A relatively light agenda was dealt with by Castlegar City Council on Tuesday, May 21.
Kicking things off, a group of invited representatives of the Castlegar Rebels was called forward to accept a certification of appreciation from council.
The team was saluted for an outstanding season, recently completed, in which it earned the championship of the Kootenay International Junior Hockey League.
Library shares strategy
A pair of reps from the Castlegar and District Public Library addressed council in relation to the institution’s strategic plan for 2013 to 2015.
Director Heather Maisell and trustee Katrina Vermette delivered a powerpoint presentation starting with the library’s mission statement: “Your place in the community is to explore, create, and share information and ideas.”
The library literature describes its vision as “Minds Grow Here, Your Gateway to Lifelong Learning.”
Listed were accomplishments from 2008-2012, which include the opening of the Rotary Centennial Garden; the hiring of new library director and interim library director; the offering of e-books; and the hiring of a new full-time librarian.
Those involved with the library look forward to a bright future due to its:
• solid reputation in the community;
• qualified and satisfied staff;
• dedicated volunteers and supporters;
• an impressive collection
• involved and committed board of trustees, and
• a facility that works, with possibilities for improvement.
Council agreed to supply a grant of $500 to the upcoming Selkirk College Aboriginal Youth and Educators Conference.
New business licences
Council, by way of a report, learned of new business licences being acquired by: Arrowhead Yard Works; Kings Eco Oasis; Grabill Homes; Everclear Window Cleaning and Studio Uno Hair by Maria.
Permits for new residential construction for 2013 to date were zero, however, permits were granted for residential alterations/ additions representing values of $25,300.
One point three million dollars worth of permitted new commercial construction is on the books along with just over $31,000 for commercial alterations and additions.
Year to date total is just over two and a quarter million dollars, a jump of about $400,000 over last year.
Council discussed the issue of mobile vendors (food service trucks/trailers) in the community.
A related bylaw has apparently been on the books since 1980.
There are currently two of these businesses in Castlegar, a Taco Truck and a trailer-based enterprise called Twisted Thyme, both on Columbia Avenue.
Coun. Deb McIntosh feels no more such licences should be granted for these types of operators, given what she says is a struggle for existing restaurants in the current economy.
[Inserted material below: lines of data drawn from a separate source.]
PR #98685, opened 2026-08-30
fix(telegram): add filters.CONTACT handler for shared contact cards

### LINKED ISSUE #98598: Telegram shared contacts are dropped silently — no `filters.CONTACT` handler exists

ms-alan:
Closes #98598

When a user shares a contact card in Telegram, the update carries a structured `contact` payload with no `text`. The adapter had no handler for `filters.CONTACT`, so python-telegram-bot found no match and dropped the update silently — the agent was never told anything arrived.

This adds:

Coun. Sue Heaton-Sherstobitoff said she feels otherwise, stating, “I don’t want to be part of a community that says no to business.”
Coun. Dan Rye said any bylaw that’s been around since 1980 deserves a review. He added that, in his opinion, a limit of four or six mobile operators would be more appropriate. He does feel business licence fees should be tailored to the fact that these folks are only working locally for a limited time.
“For them to come into town and pay less for a licence than an existing business… I think there would be something wrong with that playing field. They’re here for maybe three months where your existing business is operating year-round and contributing to the community year-round. So I think the ones who come in for a short period of time should pay more for their licence.”
The matter has been referred to the planning department which will examine it. Also studied will be how other communities of similar size are dealing with the issue of mobile vendors.
A report dealing with local water quality and consumption was summarized and contained in the agenda.
Director of Transportation and Civic Works Chris Barlow was pleased to disclose that a downward trend as regards consumption has been observed over the last couple of years. Following the meeting he elaborated:
“It was a huge capital year for the City of Castlegar, we completed a number of major projects.”
As for the reduction in use, Barlow revealed drops of about 10 per cent in each of the past two years.
Council briefly discussed measures to manage the population of geese which frequent the soccer fields at Millennium Park. A device called Geese Be Gone is to be tried out and installation will take place soon.
It’s an electronic device that emits goose distress calls alternating with the calls of birds of prey. It’s effectiveness and suitability will be monitored.
As per a council decision this past February to purchase new LED streetlight heads from Road Way Lighting Ltd. A contract has been awarded to Mar Tech Electric for the installation of the 819 light heads. Mar Tech’s bid of $79,372 was the lowest of five submitted.